Una ex novia lo acusó de, dos días antes, haber irrumpido en su casa y haberla herido cortándole una “X” en el pecho con un cortador de cajas.

Los dos salieron varios años antes, pero Precopia no pudo recordar la última vez que tuvieron contacto.

Ahora se enfrentaba a un cargo de delito grave: robo de una vivienda con la intención de cometer otros delitos.

“No tenía idea de por qué estaba sucediendo todo, y estaba perdido”, dijo.

Precopia fue llevado a la cárcel del condado de Williamson, donde sus padres pagaron una fianza de 150 mil dólares. Entonces comenzaron a luchar para demostrar su inocencia.

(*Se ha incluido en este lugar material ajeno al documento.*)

PR #3195, opened 2020-12-15
Disable velocity calculation in kinematic multibody mode by default

WenlongLu:
We haven't implemented this for the multi body joints. To be consistent, let's disable it for the base as well, and let user to set the velocities.


erwincoumans:
Thanks, LGTM.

La noche del presunto ataque, Precopia estaba con su madre, Erin, en un hotel del noroeste de Austin, a unas 65 millas de la casa del acusador.

 

Hubo declaraciones juradas de varias personas que estuvieron con él esa noche, así como fotos publicadas en Facebook. Esas fotos fueron investigadas y geolocalizadas gracias al GPS de su dispositivo móvil.

“La mayoría de las veces, nos ocupamos de asuntos grises”, dijo el abogado Rick Flores. “Normalmente no es blanco o negro. Pero este es uno de esos casos en los que definitivamente podría probar que no cometió esta ofensa”.

La policía no quiso hablar sobre el manejo del caso. El fiscal de distrito del condado de Bell, Henry Garza, dijo: “Siempre estamos dispuestos a escuchar y examinar nueva información, y eso es exactamente lo que hicimos en este caso”.

La acusadora de Precopia le dijo a la policía que las dos tenían una relación problemática cuando salían en la escuela secundaria hace varios años, y ella lo acusó injustamente por razones que no podía revelar.

Más de un año después, Precopia está listo para seguir adelante.

“Estoy listo para vivir mi vida, como quiero, sin tener ningún tipo de preocupación de que esto pueda volver y lastimarme”, dijo.